Synergetic improvements in surface hydrophobicity and wear resistance of TC4 materials via the combination of rapid heating and EtOH quenching methods

Ti-6Al-4V (TC4) materials with high hydrophobicity and wear resistance improve anticorrosion performance when utilized in offshore conditions. In this work, a novel strategy for simultaneously enhancing the surface hydrophobicity and wear resistance of surface textured TC4 (selected laser melting, SLM-TC4) materials was proposed. An in-situ deposition of ultrathin carbon film is realized via rapid induction heating followed by the EtOH quenching (IHQ-TC4) process. After the IHQ process, the surface chemical composition evolves from Ti (SLM-TC4) to the mixture of carbon film and TiO₂ nanoparticles (IHQ-TC4), and the corresponding surface roughness decreases, which results in a surface wettability transition from hydrophilicity (SLM-TC4) to hydrophobicity (IHQ-TC4, 125°).
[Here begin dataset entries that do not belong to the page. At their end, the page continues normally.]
PR #3055, opened 2026-02-04
Fix SurfaceView overflow in RESIZE_MODE_ZOOM

### LINKED ISSUE #1107: A few video in a list overlap each other
### Version

Media3 1.2.1

### More version details

We are designing a social media feed for our app and we are facing a problem with with our compose implementation 
in a feed we are using `androidx.media3.exoplayer.ExoPlayer` and via 
`AndroidView(
            modifier = Modifier.align(Alignment.BottomCenter),
            factory =PlayerView(content)
`
where I set a player per an item like this `this.player = player`
and to fit the screen size I use `AspectRatioFrameLayout.RESIZE_MODE_ZOOM`  <br>
it looks like a player takes all of the player Views to show a video

as a result, you can see the same video in several list items

it looks like the same issue was reported for old [exo-player](https://stackoverflow.com/questions/77766103/playerview-is-overlapping-to-each-other-in-exoplayer-media3-while-using-in-viewp), however without a working solution unfortunately 

Please help me to provide the best experience to our users

Pixel 5

### Reproduction steps

1. create a lazy column list 
2. add several videos in a row
3. start playing them one by one

### Expected result

The video should take a frame size and don't interact with a neighbour item

### Actual result

Current video plays in several list items

### Media

https://github.com/androidx/media/assets/2707599/62880d83-fee2-4e4c-b599-c2fcd60e1d47

### Bug Report

yemirhan:
## Summary

- Fixes `SurfaceView` overflow in `AspectRatioFrameLayout` when using `RESIZE_MODE_ZOOM`, which caused videos to overlap neighboring items in `RecyclerView`/`LazyColumn`
- Keeps the frame at parent-provided size while measuring children at zoomed size, centers oversized children, and clips overflow via canvas and RenderNode clipping

## Details

When using `RESIZE_MODE_ZOOM`, `AspectRatioFrameLayout` previously expanded its own measured dimensions beyond parent bounds. `SurfaceView`'s separate hardware surface extended past the frame, causing videos to visually overlap neighboring list items. `TextureView` was unaffected since it renders through the normal canvas pipeline.

### Changes to `AspectRatioFrameLayout.java`:

1. **`onMeasure()`** — After measuring children at zoomed size, resets the frame's measured dimensions back to the original parent-constrained size via `setMeasuredDimension()`
2. **`onLayout()`** — Centers children whose measured size exceeds the frame for a symmetric center-crop effect. `wrap_content` children (buffering spinner, error text) are left untouched
3. **`dispatchDraw()`** — Clips the canvas to the frame's bounds. Combined with `FrameLayout`'s default `clipChildren=true`, this also enables RenderNode-based clipping for `SurfaceView` on API 29+

Other resize modes (FIT, FILL, FIXED_WIDTH, FIXED_HEIGHT) are unaffected — all new logic is guarded by `resizeMode == RESIZE_MODE_ZOOM`.

## Test plan

- [x] Verified with two `PlayerView`s (both using `RESIZE_MODE_ZOOM` + `SurfaceView`) stacked vertically with a colored divider — videos no longer bleed past their bounds
- [ ] Verify other resize modes (FIT, FILL, FIXED_WIDTH, FIXED_HEIGHT) still work correctly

Molecular dynamics simulations were utilized to explore the wettability transition mechanism, and found that the surface chemical composition evolution is the dominant factor, and the carbon film is responsible for the hydrophobicity of IHQ-TC4. Moreover, the surface hardness and wear resistance of IHQ-TC4 are greatly enhanced compared to those of SLM-TC4. The collective enhancements to the hydrophobicity and wear resistance of TC4 materials via the IHQ process provide a novel and facile strategy for enhancing the anticorrosion performance of TC4 materials utilized in offshore conditions.